Sequel inserts "0" when insert
is given a Hash in MySQL
bug ruby
Note: This bug was found with an app that is backed by MySQL. It might apply to other sequel backends, I don’t know.
This is the root cause of an interesting bug a colleague and I had to solve at $work. If you want to skip to the MWE of the bug, have a look at the repo: https://github.com/nick96/bug-mwe.
The problem
We use Ruby along with the sequel
library for interacting with the database. Through a series mishandlings
(swiss cheese anyone?)
Dataset#insert
ended up being called with a hash as its argument, rather than
a JSON string. When given the hash, SQL converts it to a conditional, so
db[:table].insert({foo: 'bar', baz: 'quux'})
becomes:
INSERT INTO `table` (`text`) VALUES ((('foo' = 'bar') AND (('baz' = 'quuz'))));
the ((('foo' = 'bar') AND (('baz' = 'quuz'))))
part will evaluate to false
(0 in MySQL). I haven’t dug in to the MySQL source code but my understanding is
that it will happly convert INT
s to VARCHAR
s which is why “0” ends up being
inserted into that row.
The cause of this issue may seem relatively simple, though, as you probably know, things that are simple in an MWE like the one shown in the GitHub repo are not so simple in a moderately complex application!
Debugging
Debugging this issue was really interesting because I got to utilise tools that I’ve never used before. Going top down wasn’t working - things were a bit too opaque and we couldn’t see where the problem was.
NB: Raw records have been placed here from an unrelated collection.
PR #1030, opened 2018-09-25
feat: HDWallet

### LINKED ISSUE #1001: manage HD Wallets
In order to completely deprecate ark-js the package crypto needs to deal with HDWallet with the following features:
- given a key pair, apply whatever derivation path in the form explained in bip32
- support bip44 (ie default bip32 to m/44'/111'/.... + have simple functions to navigate to the wallets)

supaiku0:
## Proposed changes

`arkjs` uses the `HDNode` class to deal with HD wallets. It originated from the bitcoinjs-lib, but eventually got [removed upstream](https://github.com/bitcoinjs/bitcoinjs-lib/commit/884f3fd57d910637c7ae8ea8219d261571458cd9). The new way to deal with HD wallets is to use the `bip32` module.

A few features are not provided by `bip32`, including the ability to convert a keypair to a node and vice versa. This PR adds a utility class `HDWallet` with a  few convenience functions to get a BIP32 node or turn one into a keypair.

A BIP32 node can be derived by path or manually, see tests for usage. It's basically the same as before.

Resolves #1001.

## Types of changes

## Checklist

- [X] I have added necessary documentation (if appropriate)
<!--


fix:
- it should be possible to derive only the publickey without the knowledge of privatekey
ie given a public key you can derive any sub path.

use case: 
- you have created hd wallet from a seed, offline
- you calculate the publickey deriving `/44'/111'/0'` offline
- you put that public key on a connected computer
- you generate whatever wallet on demand deriving that public key with `<wallet number>'/0`
- in case o tx signing you perform offline derivation and signature of your tx with the associated public key path

fix:
AIP 20 draft for reference https://github.com/ArkEcosystem/AIPs/issues/29

supaiku0:
I'll look into it.

supaiku0:
@fix How about this:
Add new network config key `aip20` which is read by HDWallet to derive the network node.

Then the equivalent to your example would be:
```javascript
const node = HDWallet.deriveNetwork()
    .deriveHardened(0) // account
    .derive(0) // address_index
```

Also, how should the testnet be identified?

---

Now regarding your first comment, you can create a node from a [public key](https://github.com/bitcoinjs/bip32/blob/master/index.js#L271) with `bip32` without a private key. Example:
```javascript
const node = bip32.fromPublicKey(buffer, chainCode)
...
```
The use case you mentioned should be supported.

PR #1032, opened 2018-09-26
fix(client): use the accept header instead of api-version

luciorubeens:
## Proposed changes

As explained by @j-a-m-l in #1018, we need to use the accept header to make it work in the browser.

## Types of changes


j-a-m-l:
@luciorubeens Once that https://github.com/p-meier/hapi-api-version/pull/22 is merged, we should change the `vendorName` to `ark.core-api` instead of `arkCoreApi`

faustbrian:
@j-a-m-l @luciorubeens do you want to keep this open until the vendor can be adjusted or do you adjust it later on?

luciorubeens:
I leave it for later, since it is not something that will break the project.

PR #1042, opened 2018-09-30
use else if, return if delegate reg

JeremiGendron:
## Proposed changes

small fix, improves serialization

## Types of changes

- [x] Other... Please describe:

todo

## Checklist

### DIFF
--- a/packages/crypto/lib/models/transaction.js
+++ b/packages/crypto/lib/models/transaction.js
@@ -243,7 +243,6 @@ module.exports = class Transaction {
     }
 
     else if (transaction.type === TRANSACTION_TYPES.DELEGATE_RESIGNATION) {
-      return
     }
 
     if (transaction.signature) {
--- a/packages/crypto/lib/models/transaction.js
+++ b/packages/crypto/lib/models/transaction.js
@@ -243,6 +243,7 @@ module.exports = class Transaction {
     }
 
     else if (transaction.type === TRANSACTION_TYPES.DELEGATE_RESIGNATION) {
+       // delegate resignation - empty payload 
     }
 
     if (transaction.signature) {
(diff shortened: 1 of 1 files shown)


packages/crypto/lib/models/transaction.js
```diff
@@ -223,28 +222,28 @@ module.exports = class Transaction {
...
       transaction.asset.payments.forEach(p => {
         bb.writeUInt64(p.amount)
         bb.append(bs58check.decode(p.recipientId))
       })
     }
 
-    if (transaction.type === TRANSACTION_TYPES.DELEGATE_RESIGNATION) {
-      // delegate resignation - empty payload
+    else if (transaction.type === TRANSACTION_TYPES.DELEGATE_RESIGNATION) {
+      return
```
supaiku0: Why do you `return` here? It completely break the serialization for delegate resignations. What `empty payload` means is that a delegate resignation has no asset. The `if` is just there for the sake of completeness. So please keep the comment and remove the return. Otherwise it's fine.

faustbrian: What is the reason for returning here?

JeremiGendron: says in previous comment that there is no payload to be serialized for delegate registration

JeremiGendron: my mistake, should instead leave it empty, applying changes now

packages/crypto/lib/models/transaction.js
```diff
@@ -243,7 +243,6 @@ module.exports = class Transaction {
     }
 
     else if (transaction.type === TRANSACTION_TYPES.DELEGATE_RESIGNATION) {
-      return
```
faustbrian: The comment should be added back.

packages/crypto/lib/models/transaction.js
faustbrian: As @supaiku0 explained, the payload being empty only means that there is no asset to be processed but you still need to continue the processing otherwise.

PR #1046, opened 2018-10-02
fix: idHex calculation and getHeader

supaiku0:
## Proposed changes

`idHex` was calculated in the wrong order, so that it was always overwritten in `Block.serialize` when calling `applyV1Fixes` while the Block has no `id` resulting in `0000000000000000`.

Instead of
```javascript
this.data.idHex = Block.getIdHex(this.data)
this.data.id = Block.getId(this.data) // <-- overwrites idHex
```
it should be:
```javascript
this.data.id = Block.getId(this.data)
this.data.idHex = Block.getIdHex(this.data)
```

But since `idHex` is not (yet?) used anywhere, it went by unnoticed. This leads to the original issue I was after: passing undefined into `bigi` would yield a zero buffer, while `bignumber.js` yields NaN causing idHex to turn into `0000000000000NaN`. Luckily, this is a non-issue because it is not used for anything. I used this chance to remove some unnecessary code.

I also believe that `getHeader` should not remove the transactions from `this.data`:
```javascript
getHeader () {
  const header = this.data
  delete header.transactions
  return header
}
```
Removing the transactions could potentially lead to weird bugs when called in the wrong moment and should be avoided, since `getHeader` is being called on `getLastBlock`.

Instead, we went bottom up. You set set MySQL to log SQL it receives to a file with
SET global general_log = 1;
SET global log_output = 'file';
then use
SELECT @@general_log_file;
to find out which file it is being written to.
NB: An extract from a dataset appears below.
PR #1054, opened 2018-10-03
Fix: Saving to database only when saveBlockCommit is called

kristjank:
## Proposed changes
Fix: Saving to database only when saveBlockCommit is called. This is related when fastRebuild is active, when we download 10000 of blocks, save them in memory with `saveBlockAsync` and then call saveBlockCommit.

It’s then just a matter of tail -f
ing the general_log_file
and reproducing
the bug to see what SQL is being generated by sequel. In the case of the MWE
(and the actual code generated by our app was pretty similar, albeit a bit more
complex) it was:
SET @@wait_timeout = 2147483
SET SQL_AUTO_IS_NULL=0
SELECT version()
SELECT version()
SELECT NULL AS `nil` FROM `test` LIMIT 1
INSERT INTO `test` (`text`) VALUES ((('type' = 'doc') AND ('content' IN ((('type' = 'text') AND ('text' = 'first'))))))
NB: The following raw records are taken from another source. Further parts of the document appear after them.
PR #1058, opened 2018-10-04
Refactor tx serialized to hexstring

supaiku0:
## Proposed changes

This patch aligns the type of `tx.serialized` with `block.serialized` and changes it from a `Buffer` to a hexstring. Most places called `toString('hex')` on  `tx.serialized` anyway and this change allows to drop some code which was needed, because `Block` and `Transaction` were inconsistent.

## Types of changes

## Checklist

<!--


faustbrian:
Tests pass locally but currently fail on Travis, will look into it tomorrow if they still fail then.

PR #1066, opened 2018-10-05
feat: core-transaction-pool-mem

vasild:
## Proposed changes

Replace the redis transactions pool with a hybrid one that stores the data in memory and serves all queries from there and occasionally syncs/saves to a permanent storage (postgresql).

## Types of changes

## Checklist


packages/core-database-postgres/lib/connection.js
```diff
@@ -589,6 +589,52 @@ module.exports = class PostgresConnection extends ConnectionInterface {
...
   }
 
+  /* Transaction pool aux methods @{ */
+
+  /**
+   * Add transactions to the transaction pool.
+   * @param {Array of Transaction objects} transactions
+   * @return {void}
+   */
+  async transactionPoolAdd (transactions) {
```
faustbrian: This should not be part of `core-database-postgres` because you are hardcoding transaction pool logic into a package that is supposed to be decoupled from it.

packages/core-database-postgres/lib/migrations/20180928100000-create-pool.sql
```diff
@@ -0,0 +1,22 @@
+-- Table Definition
```
faustbrian: This should not be part of `core-database-postgres` because you are hardcoding transaction pool logic into a package that is supposed to be decoupled from it.

If you want to store data in the postgres database and add migrations you should do that in your transaction pool package.

packages/core-database-postgres/lib/models/pool.js
```diff
@@ -0,0 +1,26 @@
+const Model = require('./model')
```
faustbrian: This should not be part of `core-database-postgres` because you are hardcoding transaction pool logic into a package that is supposed to be decoupled from it.

If you want to store data in the postgres database and add migrations you should do that in your transaction pool package.

faustbrian:
All logic that is currently in `core-database-postgres` should be moved out to the transaction pool package itself because the current implementation is to tight coupled to postgres.

The transaction pool is something that should be easily replaceable so if you want to tie it to postgresql you should do that inside your package and use the connection created by core-database-postgres to perform all your postgres specific actions.

packages/core-database-postgres/lib/connection.js
vasild: Thanks for looking into this. Indeed it looks a bit strange to have it there. Where else would you suggest to put it?

Btw, assuming we want to store the data in a table in postgres, some functions must be added to core-database-postgres to fiddle with that table?

faustbrian:
I would say overall postgresql seems a bit overkill for the amount of data a transaction pool will have. Data goes in and out so fast that the benefit of a system like postgresql for persistent data won't come to use.

I would recommend to either use sqlite or leveldb **(if you hate life)** as those are easy to integrate and something like sqlite will provide you with the same query functionality as postgresql while being lightweight and having the added bonus of being unaffected by a node performing a rebuild from scratch where the database gets dropped.

vasild:
The operations that are done with the persistent storage are the following:

- add a new transaction (insert one row in the table)
- delete a given transaction by id (delete one row from the table, given its id)
- delete all transactions
- read all transactions, in insertion order

The first two are usually done in batches, so it would be good to have some optimized way to e.g. insert 500 transactions at once, or delete 500 by id.

I chose PostgreSQL for this solely because it is already up and running for other reasons. So its usage comes for free, from the point of view of extra dependencies and maintenance in the code and maintenance by the node operators. In my previous implementation which was based on the master branch I used the generic sequelize library, with sqlite as an engine. But both sequelize and sqlite were removed in the develop branch.

faustbrian:
SQLite was removed as it wasn't suiteable for running a blockchain on it as it would constantly get a deadlock which isn't exactly something you want.

For something like a transaction pool it is completely fine as the overall size of the database is small and the batches of data that get in fast are already limited by how much data comes in via API which is throttled and has a transaction limit per request.

I don't really see where something like 500 transactions would cause such an overhead that SQLite would cause performance issues and you would need to switch to something like PostgreSQL.

packages/core-transaction-pool-mem/package.json
```diff
@@ -21,6 +21,7 @@
     "depcheck": "depcheck ./"
   },
   "dependencies": {
+    "@arkecosystem/core-api": "^0.1.1",
```
faustbrian: Why is this required by the transaction pool? The transaction pool shouldn't have a dependency on anything other then the container and pool interface 👀

vasild: To convert "number of seconds since genesis block" to "number of seconds since 1970". Now changed in https://github.com/ArkEcosystem/core/pull/1066/commits/777ac2222482164f9c5a9f550e385e896476e275

packages/core-transaction-pool-mem/lib/defaults.js
```diff
@@ -2,6 +2,11 @@
 
 module.exports = {
   enabled: true,
+  // How often to save/sync the transaction pool to a persistent storage.
+  // The number designates count of added or deleted transactions that are not in
+  // the persistent storage. When that number is reached a new sync of the pool is
+  // triggered.
+  syncToDiskMods: 512,
```
faustbrian: I would recommend to rename this to something like `syncInterval` as it will make the comment obsolete because `Interval` indicates that the `sync` will happen periodically at that number.

vasild: Done in 7d536a3d

packages/core-database-postgres/lib/connection.js
vasild: All PostgreSQL traces obliterated in a59ac681.

packages/core-transaction-pool-mem/lib/storage.js
```diff
@@ -0,0 +1,100 @@
...
+        'Transaction pool: could not switch SQLite journal mode to WAL. ' +
+        `The journal mode is '${newMode}'. Expect reduced performance.`)
+    }
+
+    this.db.exec(`
+      CREATE TABLE IF NOT EXISTS ${this.table} (
+        "sequence" INTEGER PRIMARY KEY AUTOINCREMENT,
+        "id" VARCHAR(64) UNIQUE,
+        "senderPublicKey" VARCHAR(66) NOT NULL,
+        "serialized" TEXT NOT NULL
```
faustbrian: I would replace this with `"serialized" bytea NOT NULL` to be consistent with how the `transactions` table stores the serialized hex.

vasild: https://www.postgresql.org/docs/10/static/datatype-binary.html#id-1.5.7.12.9

https://www.sqlite.org/datatype3.html

no `bytea` in SQLite?

faustbrian: I edited my comment shortly after, `BLOB` should be the equivalent in SQLite.

vasild: To illustrate:
```
from db (binary) ->
convert to hex [1] ->
pass to the constructor of Transaction ->
pass to Transaction.deserialize() ->
convert to binary using ByteBuffer.fromHex(hexString, true) [2] ->
play with the binary
```
[1] and [2] can/should be removed. But this is outside of the scope of this tx mem pool / redis replacement.

supaiku0: Yes, I agree. Let's reiterate that once mainnet is on v2.

faustbrian:
@vasild What is the status on this PR, ready to be tested or still work in progress?

vasild:
> @vasild What is the status on this PR, ready to be tested or still work in progress?

It is production ready. The code I write usually has no bugs. However, to be on the safe side, I would advise to test it heavily as much as possible. Just to rule out the _theoretical_ possibility that there may be some problems with it.

My short term todo:
- replay redis changes from a4250d4f to the mem pool
- add method to check if a given sender has already vote/unvote transaction in the pool (as asked by @kristjank)
- increase the test coverage (write more tests)

Also:
- actually plug this into devnet and see how it behaves

faustbrian:
Why do I need to test it if your code is bug free? 🤔

vasild:
> Why do I need to test it if your code is bug free? thinking

Just to rule out the _theoretical_ possibility that there may be some problems with it.

I forgot to mention long term todo:
- rule the world!

packages/core-transaction-pool-mem/lib/connection.js
```diff
@@ -0,0 +1,340 @@
...
+   * the on-disk database, saved there from a previous run.
+   * @return {TransactionPool}
+   */
+  make () {
+    this.mem = new Mem()
+
+    this.storage = new Storage()
+
+    const allSerialized = this.storage.loadAllInInsertionOrder()
+    allSerialized.map(s => this.mem.add(new Transaction(s), this.options.maxTransactionAge, true))
```
supaiku0: Why `.map` instead of `.forEach`?

packages/core-transaction-pool-mem/lib/connection.js
```diff
@@ -0,0 +1,340 @@
...
+
+    this.__syncToPersistentStorageIfNecessary()
+  }
+
+  /**
+   * Add many transactions to the pool.
+   * @param {Array}   transactions, already transformed and verified by transaction guard - must have serialized field
+   */
+  addTransactions (transactions) {
+    transactions.map(t => this.addTransaction(t))
```
supaiku0: Why `.map` instead of `.forEach`?

packages/core-transaction-pool-mem/lib/connection.js
```diff
@@ -0,0 +1,340 @@
...
+    this.__syncToPersistentStorageIfNecessary()
+  }
+
+  /**
+   * Remove multiple transactions from the pool (by object).
+   * @param  {Array} transactions
+   * @return {void}
+   */
+  removeTransactions (transactions) {
+    transactions.map(t => this.removeTransaction(t))
```
supaiku0: Why `.map` instead of `.forEach`?

packages/core-transaction-pool-mem/lib/connection.js
```diff
@@ -0,0 +1,340 @@
...
+
+  /**
+   * Removes any transactions in the pool that have already been forged.
+   * @param  {Array} transactionIds
+   * @return {Array} IDs of pending transactions that have yet to be forged.
+   */
+  async removeForgedAndGetPending (transactionIds) {
+    const forgedIdsSet = new Set(await database.getForgedTransactionsIds(transactionIds))
+
+    Array.from(forgedIdsSet).map(id => this.removeTransactionById(id))
```
supaiku0: Why `.map` instead of `.forEach`?

packages/core-transaction-pool-mem/lib/storage.js
```diff
@@ -0,0 +1,103 @@
...
+    if (data.length === 0) {
+      return
+    }
+
+    const insertStatement = this.db.prepare(
+      `INSERT INTO ${this.table} (id, serialized) VALUES (:id, :serialized);`)
+
+    this.db.prepare('BEGIN;').run()
+
+    data.map(d => insertStatement.run({
```
supaiku0: Why `.map` instead of `.forEach`?

packages/core-transaction-pool-mem/lib/storage.js
```diff
@@ -0,0 +1,103 @@
...
+    if (ids.length === 0) {
+      return
+    }
+
+    const deleteStatement = this.db.prepare(
+      `DELETE FROM ${this.table} WHERE id = :id;`)
+
+    this.db.prepare('BEGIN;').run()
+
+    ids.map(id => deleteStatement.run({ id: id }))
```
supaiku0: Why `.map` instead of `.forEach`?

packages/core-transaction-pool-mem/lib/connection.js
vasild: Oh, well, good catch! Changed all in 56a1f0ec. Thanks!

packages/core-transaction-pool-mem/lib/defaults.js
```diff
@@ -0,0 +1,15 @@
...
+  enabled: true,
+  // How often to save/sync the transaction pool to a persistent storage.
+  // The number designates count of added or deleted transactions that are not in
+  // the persistent storage. When that number is reached a new sync of the pool is
+  // triggered.
+  syncInterval: 512,
+  maxTransactionsPerSender: process.env.ARK_TRANSACTION_POOL_MAX_PER_SENDER || 300,
+  whitelist: [],
+  allowedSenders: [],
+  maxTransactionsPerRequest: 200,
```
zillionn: What if I change `config.getConstants(height).block.maxTransactions` to 250, will this still work?

packages/core-transaction-pool-mem/lib/mem.js
```diff
@@ -0,0 +1,251 @@
...
+   * Get the expired transactions.
+   * @return {Array of Transaction} expired transactions
+   */
+  getExpired () {
+    const now = new Date()
+
+    let transactions = []
+
+    for (let e of this.idsByExpiration) {
+      if (e.expireAt < now) {
```
supaiku0: Mhh not that it makes a big difference, but shouldn't this be semantically `less or equal`?

packages/core-transaction-pool-mem/lib/connection.js
```diff
@@ -0,0 +1,340 @@
...
+    return this.mem.getIdsBySender(senderPublicKey).size
+  }
+
+  /**
+   * Add a transaction to the pool.
+   * @param {Transaction} transaction
+   */
+  addTransaction (transaction) {
+    if (this.transactionExists(transaction.id)) {
+      return logger.debug(
```
supaiku0: While it works just fine and yields the expected `undefined`, let's not couple `return` with `logger`.

packages/core-transaction-pool-mem/lib/connection.js
```diff
@@ -0,0 +1,340 @@
...
+   * @param  {Number} size
+   * @return {(Array|void)} array of serialized transaction hex strings
+   */
+  getTransactions (start, size) {
+    this.__purgeExpired()
+
+    let serializedTransactions = []
+
+    let i = 0
+    for (let transaction of this.mem.getTransactionsInInsertionOrder()) {
```
supaiku0: Minor nitpick, but this `for loop` is the basically same as in `getTransactionIdsForForging` could be moved into it's own function. It would just need to know which `property` to pick.

packages/core-transaction-pool-mem/lib/connection.js
```diff
@@ -0,0 +1,340 @@
...
+   * @param  {Number} size
+   * @return {Array} array of transactions IDs in the specified range
+   */
+  async getTransactionIdsForForging (start, size) {
+    this.__purgeExpired()
+
+    let ids = []
+
+    let i = 0
+    for (let transaction of this.mem.getTransactionsInInsertionOrder()) {
```
supaiku0: Use `for (const ...)` as you already do in a few other places.

packages/core-transaction-pool-mem/lib/defaults.js
faustbrian: @vasild as zillion pointed out, you should use the same value as the maxTransactions per block according to the network config.

packages/core-transaction-pool-mem/lib/storage.js
```diff
@@ -0,0 +1,103 @@
...
+/**
+ * A permanent storage (on-disk), supporting some basic functionalities required
+ * by the transaction pool.
+ */
+class Storage {
+  /**
+   * Construct the storage.
+   */
+  constructor () {
+    this.file = 'transaction_pool.sqlite'
```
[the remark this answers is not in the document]
faustbrian: As @supaiku0 said, you should store it like `storage: process.env.ARK_DB_STORAGE || `${process.env.ARK_PATH_DATA}/database/transaction-pool-${process.env.ARK_NETWORK_NAME}.sqlite`.

packages/core-transaction-pool-mem/lib/connection.js
```diff
@@ -0,0 +1,340 @@
...
+    return this
+  }
+
+  /**
+   * Disconnect from transaction pool.
+   * @return {void}
+   */
+  disconnect () {
+    this.__syncToPersistentStorage()
+    this.db.close()
```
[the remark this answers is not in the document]
vasild: Fixed, also hooked a missing disconnect call at the end of the test (2fb945fc).

packages/core-transaction-pool-mem/lib/defaults.js
supaiku0: @zillionn Yes, the setting is only used on the p2p v1 endpoint. It doesn't make much sense right now either way, so we will make some changes in that regard.

kristjank:
➤ Vasil Dimov commented:

Aha, "completed"... you wish!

SELECT * FROM `test` WHERE (`id` = 19) LIMIT 1
The line of interest is:
INSERT INTO `test` (`text`) VALUES ((('type' = 'doc') AND ('content' IN ((('type' = 'text') AND ('text' = 'first'))))))
Which you can see is pretty much the same as the example given above and will
evaluate to 0 which MySQL will the cast from an INT
to a VARCHAR
and viola,
“0” has been inserted in to the database.
The solution
The obvious part of the solution is to fix the app to not pass a hash in to
Dataset#insert
and we did do that. However, there is a deeper problem here:
not enforcing the types a function expects. Ruby is a dynamically typed
language so it’s very difficult to enforce functions being called with
arguments of the correct types. No, this is not where I got and recommend that
you go rewrite your application in a more strongly type language. We can get
some of those wins whilst still keeping our existing codebase. At $work we use
Sorbet which works pretty well. You’re able to
incrementally introduce it to your codebase which is really great for using it
on existing code. With the advent of Ruby 3 there is also RBS
(https://github.com/ruby/rbs) which appears to fill a similar niche as Sorbet,
though supported by the Ruby team itself.
I haven’t used RBS but I have used Sorbet and it has definitely saved us from this class of bugs, so if you haven’t already, I definitely recommend starting to migrate to using it.